### Assigned task
Your reply should repeat, exactly, the line containing "please see comments" and the rest of the material after it.

### Supplied material
--*--

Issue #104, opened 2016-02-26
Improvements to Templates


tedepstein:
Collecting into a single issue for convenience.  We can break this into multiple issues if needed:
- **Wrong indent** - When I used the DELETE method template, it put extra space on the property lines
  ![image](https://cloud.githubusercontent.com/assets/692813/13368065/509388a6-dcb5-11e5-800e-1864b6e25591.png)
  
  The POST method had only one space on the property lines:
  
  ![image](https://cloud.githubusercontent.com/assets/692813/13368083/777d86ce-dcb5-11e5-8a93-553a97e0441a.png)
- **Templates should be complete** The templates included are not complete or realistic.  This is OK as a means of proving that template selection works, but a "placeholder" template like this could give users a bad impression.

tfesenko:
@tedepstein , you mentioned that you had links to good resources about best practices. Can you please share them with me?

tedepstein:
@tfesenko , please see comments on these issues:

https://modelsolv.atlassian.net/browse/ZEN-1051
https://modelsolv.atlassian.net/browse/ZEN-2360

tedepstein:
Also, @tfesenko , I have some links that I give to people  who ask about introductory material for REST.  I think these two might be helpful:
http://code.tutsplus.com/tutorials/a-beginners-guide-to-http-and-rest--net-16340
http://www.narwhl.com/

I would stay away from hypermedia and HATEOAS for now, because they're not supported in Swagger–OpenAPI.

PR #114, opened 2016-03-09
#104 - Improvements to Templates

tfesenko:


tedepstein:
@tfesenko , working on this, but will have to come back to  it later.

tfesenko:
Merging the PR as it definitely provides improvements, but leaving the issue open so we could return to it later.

--*--

### Answer space
@tfesenko , please see comments on these issues:

https://modelsolv.atlassian.net/browse/ZEN-1051
https://modelsolv.atlassian.net/browse/ZEN-2360

tedepstein:
Also, @tfesenko , I have some links that I give to people  who ask about introductory material for REST.  I think these two might be helpful:
http://code.tutsplus.com/tutorials/a-beginners-guide-to-http-and-rest--net-16340
http://www.narwhl.com/

I would stay away from hypermedia and HATEOAS for now, because they're not supported in Swagger–OpenAPI.

PR #114, opened 2016-03-09
#104 - Improvements to Templates

tfesenko:


tedepstein:
@tfesenko , working on this, but will have to come back to  it later.

tfesenko:
Merging the PR as it definitely provides improvements, but leaving the issue open so we could return to it later.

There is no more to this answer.